Editing Computability (section)

== Stronger models of computation ==
The [[Church–Turing thesis]] conjectures that there is no effective model of computing that can compute more mathematical functions than a Turing machine. Computer scientists have imagined many varieties of '''[[hypercomputer]]s''', models of computation that go beyond Turing computability.

=== Infinite execution ===
{{Main|Zeno machine}}
Imagine a machine where each step of the computation requires half the time of the previous step (and hopefully half the energy of the previous step...). If we normalize to 1/2 time unit the amount of time required for the first step (and to 1/2 energy unit the amount of energy required for the first step...), the execution would require

:<math>1 = \sum_{n=1}^{\infty} \frac{1}{2^n} = \frac{1}{2} + \frac{1}{4} + \frac{1}{8} + \frac{1}{16} + \cdots</math>

time unit (and 1 energy unit...) to run. This infinite series converges to 1, which means that this Zeno machine can execute a countably infinite number of steps in 1 time unit (using 1 energy unit...). This machine is capable of deciding the halting problem by directly simulating the execution of the machine in question. By extension, any convergent infinite [must be provably infinite] series would work. Assuming that the infinite series converges to a value ''n'', the Zeno machine would complete a countably infinite execution in ''n'' time units.

=== Oracle machines ===
{{Main|Oracle machine}}
So-called Oracle machines have access to various "oracles" which provide the solution to specific undecidable problems. For example, the Turing machine may have a "halting oracle" which answers immediately whether a given Turing machine will ever halt on a given input. These machines are a central topic of study in [[recursion theory]].

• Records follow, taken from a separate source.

PR #20, opened 2026-07-02
Chore: v1.0.9 — sync pricing tables 2026-07-01

chrisdhaan:
Pricing tables drift quietly — a model gets released, rates get adjusted, and cost estimates in your dashboard start drifting from reality. This PR brings the built-in pricing table up to date as of 2026-07-01.

### New models

| Model | Input | Output | Notes |
|---|---|---|---|
| `claude-fable-5` | \$10 / MTok | \$50 / MTok | |
| `claude-opus-4-8` | \$5 / MTok | \$25 / MTok | Replaces `claude-opus-4-7` as current-gen |
| `claude-sonnet-5` | \$2 / MTok | \$10 / MTok | Introductory price through Aug 31, 2026; standard \$3/\$15 after |
| `gemini-3.5-flash` | \$1.50 / MTok | \$9 / MTok | |
| `mistral-medium-latest` | \$1.50 / MTok | \$7.50 / MTok | |
| `anthropic.claude-sonnet-5` (Bedrock) | \$2 / MTok | \$10 / MTok | |
| `anthropic.claude-opus-4-8` (Bedrock) | \$5 / MTok | \$25 / MTok | |

### Corrected rates

| Model | Field | Was | Now |
|---|---|---|---|
| `mistral-large-latest` | input | \$2.00 | \$0.50 |
| `mistral-large-latest` | output | \$6.00 | \$1.50 |
| `mistral-small-latest` | input | \$0.10 | \$0.15 |
| `mistral-small-latest` | output | \$0.30 | \$0.60 |
| `codestral-latest` | input | \$0.20 | \$0.30 |
| `codestral-latest` | output | \$0.60 | \$0.90 |

### Alias update

`claude-opus-4` (family alias) now resolves to `claude-opus-4-8`. The older `claude-opus-4-7` entry is retained as a legacy record for historical cost backfill.

`gemini-3.5` alias added, resolves to `gemini-3.5-flash`.

## Impact

If you use any of the corrected Mistral models, historical cost estimates in your dashboard will remain as originally recorded; only new sessions pick up the updated rates. No data migration is needed.

## Test plan

- [x] `npm run build` — clean
- [x] `npm test` — all tests passing
- [x] `npm run lint` — 0 errors/warnings
- [x] `npm run format:check` — clean

PR #445, opened 2026-08-14
Chore: add claude-opus-5 to the built-in pricing table

byson2562:
Claude Opus 5 shipped after the 2026-07-01 pricing sync (#20), so it has no entry in `DEFAULT_PRICING_TABLE`.

`resolveModelPricing()` logs `Unknown model, pricing not available` and returns `null`, so every cost surface reports **$0.00** for sessions on that model — Spend Today, Model Usage, Cost by Tool, Cost per Outcome, and the forecast chips. Token counts, tool-selection scores, and every other metric record normally, so the dashboard looks healthy while cost silently reads zero. Budget alerts (`budget.session` / `budget.daily` / `budget.weekly`) also never fire for these sessions.

Reproduce by running a session on `claude-opus-5` and opening the dashboard: `MODEL USAGE` shows `$0.00/1M tok`.

### New models

| Model | Input | Output | Notes |
|---|---|---|---|
| `claude-opus-5` | \$5 / MTok | \$25 / MTok | Cache read \$0.5, cache creation \$6.25, 1M context |
| `anthropic.claude-opus-5` (Bedrock) | \$5 / MTok | \$25 / MTok | No cache rates, per the existing Bedrock convention |

Rates are from Anthropic's public pricing page and match the existing `claude-opus-4-8` entry — Opus 5 is priced identically to Opus 4.8. Cache rates follow the same multipliers used throughout the table (read 0.1x input, creation 1.25x input for the 5-minute TTL).

### Verification comment

The header comment keeps its `2026-07-01` date for the other vendors and notes that only Anthropic was re-checked (2026-08-14) for these entries — I didn't re-verify Google, OpenAI, Cohere, Mistral, or the rest of the Bedrock table, so bumping the shared date would have overstated it.

## Notes

- No alias change. `claude-opus-4` still resolves to `claude-opus-4-8`; Opus 5 is a new family and matches exactly.
- Historical sessions already recorded at \$0 stay as recorded — only new sessions pick up the rates. Same behavior as #20.

## Test plan

- [x] `npm run build` — clean
- [x] `npm test` — added a `claude-opus-5` case to `pricing-data.test.ts` alongside the existing per-model rate assertions; 5506 passing

One pre-existing failure in `src/dashboard/routes/api-handler.test.ts` (`does not inflate the next bucket when a session ends exactly at a bucket boundary`) is unrelated to this change — it reproduces on a clean `main` checkout when the full suite runs, and passes when that file is run on its own, so it looks order- or clock-dependent rather than caused by this PR.

### DIFF
--- a/src/shared/pricing-data.test.ts
+++ b/src/shared/pricing-data.test.ts
@@ -2,6 +2,17 @@ import { DEFAULT_PRICING_TABLE } from './pricing-data.js';
 
 describe('DEFAULT_PRICING_TABLE', () => {
   describe('Anthropic models', () => {
+    it('has claude-opus-5 (current gen) with correct rates', () => {
+      const p = DEFAULT_PRICING_TABLE['claude-opus-5'];
+      expect(p).toBeDefined();
+      expect(p.inputPerMTok).toBe(5);
+      expect(p.outputPerMTok).toBe(25);
+      expect(p.thinkingPerMTok).toBe(25);
+      expect(p.cacheReadPerMTok).toBe(0.5);
+      expect(p.cacheCreationPerMTok).toBe(6.25);
+      expect(p.contextWindow).toBe(1_000_000);
+    });
+
     it('has claude-opus-4-7 (current gen) with correct rates', () => {
       const p = DEFAULT_PRICING_TABLE['claude-opus-4-7'];
       expect(p).toBeDefined();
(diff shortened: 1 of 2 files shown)


chrisdhaan:
Closing in favor of #447, which supersedes this — it syncs the same `claude-opus-5` pricing entry (direct API + Bedrock) as part of a broader 6-vendor pricing audit, tracked in #448. That sync also adds Bedrock cache rates for `anthropic.claude-opus-5` that this PR left out (per the older "undocumented" convention), so merging this afterward would conflict on the same table key with less complete data.

Thanks for catching the `claude-opus-5` gap and for the clear repro — #448 credits the underlying bug this PR describes.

=== Limits of hyper-computation ===
Even these machines, which seemingly represent the limit of automata that we could imagine, run into their own limitations.  While each of them can solve the halting problem for a Turing machine, they cannot solve their own version of the halting problem. For example, an Oracle machine cannot answer the question of whether a given Oracle machine will ever halt.